Those silly dictators!

 
Yet another reason why the government should not fund art.

 
Classic Lileks.

France Is Living Down To Our Expectations.

To woo Americans back, the French government decided to hire a celeb to speak on France's behalf. Did they get Arnold Schwarzenegger? ("Ahl be bach -- for de crepes!") Did they get Paula Abdul? ("I don't care what Simon says, France is incredibly talented.")

No, they got Woody Allen. Most Americans regard Woody as a wrinkly creep who makes movies you no longer regret missing. Even on video. "I don't want to have to freedom-kiss my wife," Allen says in the ads, "when what I really want to do is French-kiss her."

Eewww. You might recall that Allen is 391 years older than his wife, and that his wife was his previous girlfriend's adopted daughter. Why him? Roman Polanski wasn't available?

They also got George Plimpton to appear in an ad, making it official: French understanding of American culture is taken entirely from a 1968 issue of Playboy.


This guy is a riot.

Wednesday, June 18, 2003
 
And wasn't this a "Just Say No To Drugs Ad?"

I always thought huffing butane was a great idea. The idea of asphyxiating my brain cells and then waiting for them to come back online seemed daring, even fun. But then I read this article?"

One can only imagine the dialogue in the hospital room the next day:

"Dude, we were really high on butane last night, but you started wiggin' out! Totally uncool. You got the munchies and started talking about eating your own toes - you know like you always do. And then you go cutting off your toes , and eating them in sandwiches, and we were, like, really grossed out, dude. You feeling OK today?"

"I DID WHAT?"

 
Wasn't this on X-Files?

 
An article rewrite at the Shark Blog:

"The Associated Press filed this report today, under the headline "Israel Pledges to Keep Attacking Hamas"

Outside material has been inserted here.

PR #315, opened 2022-01-08
Update SSDT-EC.dsl

huuduc141:


mswgen:
Looks like just another #285 #288 #296 #303 thing.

Israeli Prime Minister Ariel Sharon pledged to keep up attacks on Hamas, and Egyptian mediators failed Monday to persuade the violent Islamic group and other militants to call a cease-fire.

Maybe the "and" should be replaced by "because". Oh, heck. Maybe the headline and lead paragraphs should be re-written as follows:

Hamas Pledges to Destroy Israel

The violent terrorist group Hamas continues to reject all appeals to stop killing civilians, insisting that it will not lay down its weapons until the Jewish state is exterminated. Israeli Prime Minister Ariel Sharon pledged to continue defending his nation from Hamas terror attacks which have killed and maimed hundreds of innocent Israelis and show no signs of abating."

Stefan has it exactly right. Why does Hamas always get to play the victim in news stories?


Tuesday, June 17, 2003
 
Where’s my barf bag? No bother, this copy of The New York Times will do just fine:

A Sudden, Violent End for a Promising Youth.

The “promising youth” was a suicide bomber; his “sudden, violent death” was mass murder. (One could imagine the NYT description of Jeffery Dahmer: An attractive young man, doomed by his odd obsessions.)

This particular suicide bomber gave his explanation of why he strapped a bomb to his chest and killed 17 people. It is very illustrative of the Palestinians and their “cause:”

"There is no alternative to resistance and no exchange for our full homeland, without divisions or separations. We won't give up our smallest right, whatever the price is, whatever the sacrifice. Our steadfast Palestinian people, you are great, your jihad is great. You are standing like men, providing heroes in the battlefield."

I fear these are words from a people about to be annihilated. Sometimes whole societies chose war, even when it is clearly not in their interest to do so (polls show that 80% of Palestinians do not feel that Israel has a right to exist).

A Confederate Rebel rousing his comrades to fight the yankees, a Bosian Serb urging his friends to kill Muslims, or a Japanese admiral launching the attack on Pearl Harbor could have spoken these words (with substitutions made for “Palestinians” and “jihad”).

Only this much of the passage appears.